▶ **EXERCISE INSTRUCTIONS**
For the records that follow, say how many lines have the word "GenericSchemaDocument" in them. Write the number and nothing more.

▶ **DATA FOR PROCESSING**
⟨
Issue #1843, opened 2021-02-10
Implement 'id' keyword when validating


smhdfdl:
As per https://rapidjson.org/md_doc_schema.html#Conformance, one of the Draft-04 unit tests is failing because the `id` keyword is not processed when compiling a JSON schema.  I have made changes to support this fully, in accordance with https://datatracker.ietf.org/doc/html/draft-handrews-json-schema-01#section-8. 

Note that although that is the Draft-07 specification, the Draft-04 specification (https://tools.ietf.org/html/draft-zyp-json-schema-04#section-7) did not fully specify the behaviour, leading to uncertainty about how it should be implemented. This was clarified by Draft-07, and not listed under the differences between Draft-07 and earlier drafts, the implication being that is the correct behaviour for earlier drafts also. (The one stated difference is that in Draft-06 and later, `id` is renamed `$id`).

Several new unit tests added to exercise the multitude of possibilities. The one failing Draft-04 unit test now passes.
 
See PR #1848.

Noted that `GenericSchemaDocument` could detect some error scenarios and create an error structure like `GenericSchemaValidator`. This is addressed by issue #1841.

smhdfdl:
@miloyip Your thoughts are welcome please.

PR #1848, opened 2021-02-25
Fix issue 1843 - support Id keyword

smhdfdl:
See issue #1843.  Note that this PR also includes PR #1393 as it affects the same area of code, and I have already merged #1393 into my fork.

Also note that `URIType` in `GenericSchemaDocument` has been replaced by `SValue` to avoid confusion with the new `Uri` class, and to match `Schema`.


smhdfdl:
@miloyip As this PR completes the code needed to pass 100% of the Draft 4 test suite, I have uncommented the check in `schenmatest.cpp` test `TestSuite` that passes = total. However one of the architecture/compiler combinations in the Travis CI build fails because of this, with a totally unrelated error, which looks like a separate bug.

example/schemavalidator/schemavalidator.cpp
```diff
@@ -2,6 +2,8 @@
 
 // The example validates JSON text from stdin with a JSON schema specified in the argument.
 
+#define RAPIDJSON_HAS_STDSTRING 1
```
miloyip, line 5: This seems unncessary

include/rapidjson/schema.h
```diff
@@ -1552,6 +1592,209 @@ struct TokenHelper<Stack, char> {
...
+///////////////////////////////////////////////////////////////////////////////
+// Uri
+
+template <typename SchemaDocumentType>
+class Uri {
+public:
+    typedef typename SchemaDocumentType::Ch Ch;
+    typedef typename SchemaDocumentType::AllocatorType AllocatorType;
+    typedef internal::Schema<SchemaDocumentType> SchemaType;
+    typedef std::basic_string<Ch> String;
```
miloyip, line 1604: I remembered rapidjson was not using std::string internally elsewhere. It is due to some legacy issues.

include/rapidjson/schema.h
```diff
@@ -1552,6 +1592,209 @@ struct TokenHelper<Stack, char> {
 
 } // namespace internal
 
+///////////////////////////////////////////////////////////////////////////////
```
miloyip, line 1595: If this can be used out of schema, I think we may put it in separated file, similar to Pointer, regex. And then Schema depends on Uri and not vice versa. I have not read the schema yet. If URI is not part of public API, we may put it in internal folder.

include/rapidjson/schema.h
smhdfdl: Needed to stop compiler errors

example/schemavalidator/schemavalidator.cpp
smhdfdl: Needed to stop compiler errors

include/rapidjson/schema.h
smhdfdl: Yes I did consider that, but at the moment it uses the `GetXxxxString()` functions of `Schema` for convenience. It is exposed externally .... we have added a second flavour of resolver call, so that the resolver gets the Uri object, for convenience.

smhdfdl:
There is more work to do on this PR.  As coded, RapidJSON assumes that any $ref that does not start with a '#' is remote. That is not true. The algorithm should be that a $ref is resolved, then a search is made first for that resolved reference in the local schema. This behaviour has been clarified in later drafts, but I believe that draft 4 should also behave like this (see https://jsonschemalint.com/#!/version/draft-04/markup/json). Further, JSON pointers are relative to their base URI, not the root of the schema.  This is a good example to show all this:
```
{
       "id": "http://example.com/root.json",
       "definitions": {
           "A": { 
               "id": "#foo",
               "type": "integer"
           },
           "B": {
               "id": "other.json",
               "definitions": {
                   "X": { 
                       "id": "#bar",
                       "type": "boolean"
                   },
                   "Y": {
                       "$ref": "#/definitions/X"
                   }
               }
           }
       },
       "properties": {
           "PX1": {
               "$ref": "#/definitions/B/definitions/Y"
           },
           "PX2": {
               "$ref": "other.json#/definitions/X"
           },
           "PX3": {
               "$ref": "other.json#bar"
           },
           "PA1": {
               "$ref": "#/definitions/A"
           },
           "PA2": {
               "$ref": "#foo"
           }
       }
   }
```

include/rapidjson/schema.h
ylavic: The issue with std::string is that it requires an allocation when all you have is a ptr+len tuple (i.e. std::string_view or rapidjson's [Generic]StringRef).

IIUC, all RAPIDJSON_HAS_STDSTRING constructs with const sd::string& allow for passing them in many places, but any internal value.GetString() or StringRef() => std::string conversion could be costly.

Maybe, rather, more handling of std::basic_string_view is needed in rapidjson, to replace GenerericStringRef (progressively?), since a string_view can be constructed cheeply from both a std::string and a GenericStringRef, and since a string_view has the same interface as std::string it's may be more welcoming to contributors..

ylavic: At least if std:string is used as here to store allocated data, it'd need to take an user provided Allocator as argument (IMHO)..

smhdfdl:
@miloyip Please can you help with this question, it's blocking my progress.  In `GenericSchemaDocument::CreateSchemaRecursive`, when it calls itself recursively why is the `schema` argument set to `0` ?
```
CreateSchemaRecursive(0, pointer.Append(itr->name, allocator_), itr->value, document)
```

smhdfdl:
@ylavic  You may have noted that your useful PR #1393 is included in this PR, as this code area needs changes.

smhdfdl:
As the PR stands, and because it includes PR #1393, when resolving a local `$ref` in `HandleRefSchema()`, the JSON pointer fragment is used to locate the corresponding place in the parsed JSON schema document using `pointer.Get(document)`. That now won't always work because JSON pointers are relative to the current base URI, which gets changed by the presence of `id` properties in the schema. So we need to establish `base` and then use `pointer.Get(base)`. Two ways to obtain `base`. 1) Search the schema for the resolved `id` that matches the resolved `$ref` (ignoring fragment), 2) Pre-scan the document for `id` and build a map of resolved `id`s which can then be searched. Option 2) avoids multiple searches, but Option 1) forces a scan when there might not be any `id`s (other than top-level). @miloyip @ylavic any thoughts?

ylavic:
@smhdfdl I wonder if SchemaDocument would better have two distinct methods, ::Parse() and ::Compile().

The ::Parse() method would be using Document::Parse() with a JSON schema specific filter that normalizes the "$ref"s of the resulting document, and builds a catalog.
The SAX-like filter maintains the current Pointer/tokens of the element being visited, and when it finds an "id" maintains the current absolute Uri (probably in a stack).
So each time the filter finds a relative "$ref" it can substitute the string with its absolute form.
Also, each time the filter finds a new absolute "id" it can associate the Uri with the current Pointer, thus building a catalog (map of absolute "id" => root relative Pointer).

Now when the ::Compile() method finds a "$ref" it is either:
1. relative (to the root) => usual/simple pointer lookup applies;
2. absolute and prefixed by something in the catalog => use the associated pointer + suffix to resolve;
3. absolute and not prefixed by something in the catalog => let the RemoteSchemaDocumentProvider find it.

That's two passes overall for parsing and compiling, instead of one pass for parsing and either two passes for compiling or the brute force.

What do you think?

smhdfdl:
@ylavic Yes, I had been thinking that a pre-walk of the schema document would be more efficient for schemas that use several ids and/or $refs from within the `definitions` section. I think your cases 1 & 2 collapse together, as the root document has a URI too. There are two cases to handle, JSON pointer fragments and plain name fragments.

I have code working based on my earlier approach, it handles all the cases in the example schema in the comment above. I need to add caching of all resolved ids, both local and remote, and make some other improvements.

include/rapidjson/schema.h
smhdfdl: Latest commit renames `Uri` to `GenericUri` and moves it to new file `uri.h`

smhdfdl:
@miloyip There are Travis failures, has something changed recently?
```
$ sudo -E apt-get -yq --no-install-suggests --no-install-recommends $(travis_apt_get_options) install cmake valgrind clang-8
Reading package lists...
Building dependency tree...
Reading state information...
Some packages could not be installed. This may mean that you have requested an impossible situation or if you are using the unstable distribution that some required packages have not yet been created or been moved out of Incoming. The following information may help to resolve the situation:
The following packages have unmet dependencies:
 clang-8 : Depends: libclang-common-8-dev (= 1:8-3~ubuntu16.04.1) but it is not going to be installed
E: Unable to correct problems, you have held broken packages.
apt-get.diagnostics
apt-get install failed
The command "sudo -E apt-get -yq --no-install-suggests --no-install-recommends $(travis_apt_get_options) install cmake valgrind clang-8" failed and exited with 100 during .
```

miloyip:
> @miloyip There are Travis failures, has something changed recently?
I didn't. The yaml in master seems not changed for a year. May have travis changed something?

smhdfdl:
@miloyip @ylavic I am keen to get this PR merged as I have other changes backing up behind it. 

Travis now seems to be working again. There is a failure see this earlier comment: https://github.com/Tencent/rapidjson/pull/1848#issuecomment-786319681.

What is the easiest way to fix the fact that I am using std::string in the new Uri class? I am not a deep C++ programmer. If one of you can assist I would appreciate it.

Coveralls is reporting -0.008%, I will look at that.

test/unittest/pointertest.cpp
```diff
@@ -1,6 +1,7 @@
 // Tencent is pleased to support the open source community by making RapidJSON available.
 // 
 // Copyright (C) 2015 THL A29 Limited, a Tencent company, and Milo Yip.
+// Portions (C) Copyright IBM Corporation 2021
```
miloyip, line 4: I am not sure if this is legally OK for my company. Can it be removed?

include/rapidjson/uri.h
```diff
@@ -0,0 +1,257 @@
...
+                start = pos2;
+            }
+        }
+        // Look for fragment (#(.*))?
+        if (start < len) {
+            frag_ = uri.substr(start);
+        }
+        base_ = scheme_ + auth_ + path_ + query_;
+        uri_ = base_ + frag_;
+        //std::cout << " Parsed uri: " <<  "s: " << scheme_.c_str() << " a: " << auth_.c_str() << " p: " << path_.c_str() << " q: " << query_.c_str() << " f: " << frag_.c_str() << std::endl;
```
miloyip, line 199: Please remove these debug code

miloyip:
> What is the easiest way to fix the fact that I am using std::string in the new Uri class? I am not a deep C++ programmer. If one of you can assist I would appreciate it.

I think this will be better. I am not sure if I can help you to rewrite that part recently.
But Uri should be very similiar to what Pointer does. Pointer parses a C string into fragments and store them.

test/unittest/pointertest.cpp
smhdfdl: @miloyip I have removed it. It's a standard IBM thing, but we are fine if you are not comfortable with it.

include/rapidjson/uri.h
smhdfdl: @miloyip Removed.

include/rapidjson/schema.h
smhdfdl: I have made use of std::string optional. The new `GenericUri` class is now similar to `GenericPointer` class; it uses a single malloc to get all the memory it needs; there is a copy constructor and operator=; the `Resolve` methods returns a new `GenericUri` instead of modifying `this`. 

Other tings not note:
- I hit a bug (again) - issue #1805
- Added `StrCmp()` to `strfunc.h`

smhdfdl:
@miloyip I have incorporated the equivalent issue #1899 fix to the `GenericUri` class. Please can you re-review?

smhdfdl:
@miloyip Please can you re-review? I would like this merged asap so I can proceed with other PRs.

smhdfdl:
@miloyip Please can you re-review?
⟩
▶ **WRITTEN SOLUTION**
3